#### [What you have to do]
Every entry must be printed again exactly, with nothing left out.

# # # # # # #

Issue #5209, opened 2018-10-01
Link error on Windows due to use of ::close


GregTho:
Version: master
Language: C++
Windows
MSVC

**What did you do?**
1. Build something that needs stubs\io_win32.cc's open/close pair
4. See link errors for _close being undefined

The problem is that close is defined as:

int close(int fd) { return ::close(fd); }

whereas it should be:

int close(int fd) { return ::_close(fd); }

since _close is the converse of _open (as per MSDN).

PR #5212, opened 2018-10-02
Use ::_close rather than ::close in Win32 stubs.

GregTho:
The former is the proper converse of _open, which is used in
::google::protobuf::internal::win32::open. This resolves issue #5209.


acozzette:
@GregTho Thanks for the pull request!

PR #5214, opened 2018-10-02
remove obsolete parent

### LINKED ISSUE #5213: Bad parent pom for Java
Not sure how deep this one goes or who owns it but let's start here. In java/pom.xml I noticed this:

```
  <parent>
    <groupId>com.google</groupId>
    <artifactId>google</artifactId>
    <version>1</version>
  </parent>
```

I never saw that artifact before so I looked it up in Maven central. There are several later versions of com.google:google but none later than 2010. All reference googlecode.com as scm which is now dead.

Since I haven't seen this artifact anywhere except here, I think the answer is that we should just delete this parent element in pom.xml. However, if there's something there we need, then we need to figure out who owns this and push a long-overdue update.

elharo:
fix #5213 If nothing else, this will be one less network connection to Maven central on build.

### DIFF
--- a/java/pom.xml
+++ b/java/pom.xml
@@ -3,11 +3,6 @@
   xmlns:xsi="http://www.w3.org/2001/XMLSchema-instance"
   xsi:schemaLocation="http://maven.apache.org/POM/4.0.0 http://maven.apache.org/maven-v4_0_0.xsd">
   <modelVersion>4.0.0</modelVersion>
-  <parent>
-    <groupId>com.google</groupId>
-    <artifactId>google</artifactId>
-    <version>1</version>
-  </parent>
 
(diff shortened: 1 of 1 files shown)


BSBandme:
Is there any policy restriction for removing \<parent\>?

In fact there are still some others use this parent, like [Guice](https://github.com/google/guice/blob/master/pom.xml#L20-L24)
You may found more by searching in internal piper maven repository central.

elharo:
Guava is four versions past this one, and still out of date. Let me see if  can get that removed too.

elharo:
I know of no such policy. There are many current projects that don't use this or any other parent POM, and thus inherit from the default maven parent POM.

acozzette:
@elharo Thanks for the pull request!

# # # # # # #

#### [Exercise output]
Issue #5209, opened 2018-10-01
Link error on Windows due to use of ::close


GregTho:
Version: master
Language: C++
Windows
MSVC

**What did you do?**
1. Build something that needs stubs\io_win32.cc's open/close pair
4. See link errors for _close being undefined

The problem is that close is defined as:

int close(int fd) { return ::close(fd); }

whereas it should be:

int close(int fd) { return ::_close(fd); }

since _close is the converse of _open (as per MSDN).

PR #5212, opened 2018-10-02
Use ::_close rather than ::close in Win32 stubs.

GregTho:
The former is the proper converse of _open, which is used in
::google::protobuf::internal::win32::open. This resolves issue #5209.


acozzette:
@GregTho Thanks for the pull request!

PR #5214, opened 2018-10-02
remove obsolete parent

### LINKED ISSUE #5213: Bad parent pom for Java
Not sure how deep this one goes or who owns it but let's start here. In java/pom.xml I noticed this:

```
  <parent>
    <groupId>com.google</groupId>
    <artifactId>google</artifactId>
    <version>1</version>
  </parent>
```

I never saw that artifact before so I looked it up in Maven central. There are several later versions of com.google:google but none later than 2010. All reference googlecode.com as scm which is now dead.

Since I haven't seen this artifact anywhere except here, I think the answer is that we should just delete this parent element in pom.xml. However, if there's something there we need, then we need to figure out who owns this and push a long-overdue update.

elharo:
fix #5213 If nothing else, this will be one less network connection to Maven central on build.

### DIFF
--- a/java/pom.xml
+++ b/java/pom.xml
@@ -3,11 +3,6 @@
   xmlns:xsi="http://www.w3.org/2001/XMLSchema-instance"
   xsi:schemaLocation="http://maven.apache.org/POM/4.0.0 http://maven.apache.org/maven-v4_0_0.xsd">
   <modelVersion>4.0.0</modelVersion>
-  <parent>
-    <groupId>com.google</groupId>
-    <artifactId>google</artifactId>
-    <version>1</version>
-  </parent>
 
(diff shortened: 1 of 1 files shown)


BSBandme:
Is there any policy restriction for removing \<parent\>?

In fact there are still some others use this parent, like [Guice](https://github.com/google/guice/blob/master/pom.xml#L20-L24)
You may found more by searching in internal piper maven repository central.

elharo:
Guava is four versions past this one, and still out of date. Let me see if  can get that removed too.

elharo:
I know of no such policy. There are many current projects that don't use this or any other parent POM, and thus inherit from the default maven parent POM.

acozzette:
@elharo Thanks for the pull request!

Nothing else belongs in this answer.